The FCC has various proposals in play to override the authority of local and state officials to determine whether and under what circumstances antenna towers can be erected.

The Leahy-Jeffords bill drew an angry response from the wireless telecom industry.

Jay Kitchen, president of the Personal Communications Industry Association, called the bill “the most anti-consumer plan to come out of Washington in years.”

“It is disappointing that they would feel such a draconian measure is necessary,” said Thomas Wheeler, president of the Cellular Telecommunications Industry Association. Wheeler said that “it is important that policy makers recognize that there cannot be competition without antenna sites and there cannot be the promise that wireless brings to security without antenna sites and that every effort to block antenna sites should be viewed as anticompetitive and anti-safety.”

Indeed, hundreds of thousands of 911 emergency calls are made each year from mobile phones. Wireless technology also has the potential to become a formidable competitor to the Baby Bells and GTE Corp. for monopoly-controlled basic local phone service.

Two years ago, the inclusion of the antenna siting provision, penned by Reps. Scott Klug (R-Wis.) and Thomas Manton (D-N.Y.), in the ’96 telecom act represented the biggest victory for wireless industry since the 1993 deregulation of the wireless industry.

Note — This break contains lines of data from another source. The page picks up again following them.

PR #1595, opened 2024-02-16
Use pulumi dev SDKs in CI tests

tgummerer:
Similarly how we're using the dev version of the pulumi CLI, we also want to use the dev version of the SDKs in the examples tests.  This will help us dogfood these better, and hopefully catch bugs before we release them.  We expect the dev versions to be stable and not introduce many new failures in CI here that otherwise wouldn't have been introduced.

To do this we're using the new `InstallDevReleases` flag, introduced in https://github.com/pulumi/pulumi/pull/15387

### DIFF
--- a/.github/workflows/run-tests-command.yml
+++ b/.github/workflows/run-tests-command.yml
@@ -363,6 +363,11 @@ jobs:
       with:
         version: v2.5.0
         token: ${{ secrets.GITHUB_TOKEN }}
+    - name: Free Disk Space (Ubuntu)
+      uses: jlumbroso/free-disk-space@main
+      with:
+        tool-cache: false
+        swap-storage: false
     - name: Running ${{ matrix.clouds }}${{ matrix.languages }} Tests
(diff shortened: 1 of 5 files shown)


julienp (approved):

.github/workflows/run-tests-command.yml
```diff
@@ -363,6 +363,11 @@ jobs:
       with:
         version: v2.5.0
         token: ${{ secrets.GITHUB_TOKEN }}
+    - name: Free Disk Space (Ubuntu)
```
tgummerer, line 366: This is necessary because the AWS Js tests were already close to running the runners out of disk space (see https://github.com/pulumi/examples/actions/runs/8060515253/job/22016676190 for example, where we did run out of disk space), and using the dev dependency seems to use just a little bit more disk space, so the failing is more consistent. Since we're already close to running the runner our of disk space this seems like a good thing to do either way.

cnunciato (approved):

To lose that legislative victory after only two years would be one of worst defeats for the wireless industry in years. But losing has never been an option for the wireless industry, a powerful lobbying force in the nation’s capital that is well endowed with sharp-shooting hired guns from AT&T Corp., Sprint Corp., the Baby Bells, AirTouch Communications Inc. and GTE.

Earlier this year, there were expectations that McCain and House telecommunications subcommittee Chairman Billy Tauzin (R-La.) would sponsor bills to expand and toughen federal pre-emption of antenna siting moratoria. But both lawmakers pulled back, following opposition from citizen’s groups, and left it to the FCC to address the issue.

Today, scores of antenna moratoria are thwarting the buildout of new personal communications services systems and the expansion of existing cellular telephone networks.

Knowing this and the fact that Senate Commerce Committee Chairman John McCain (D-Ariz.) favors industry over NIMBYs (not in my back yarders), Leahy and Jeffords are expected to try to avoid McCain’s panel and attach the bill-as an amendment-to another piece of legislation.

A grassroots effort in Vermont to oppose federal regulation of antenna siting was spearhead by Dale and Janet Newton. The couple, among other things, pulled out full-page ads in the Barre-Mont Pelier newspaper of central Vermont to protest the construction of antennas.

“The largest part of our economy is tourism and people don’t want to come to Vermont to see towers all over Vermont,” said Janet Newton.

She said the health-related restrictions in the antenna siting provision were interpreted so strictly at local zoning meetings that it amounted “to a gag order.”

Cathy Bergman-Venezia, head of The EMR Alliance (a New York City-based watchdog group concerned with possible health effects from power lines and communications transmitters), said Leahy “has demonstrated the Vermont public has no intention of becoming a victim of the wireless industry’s race to unplug America.”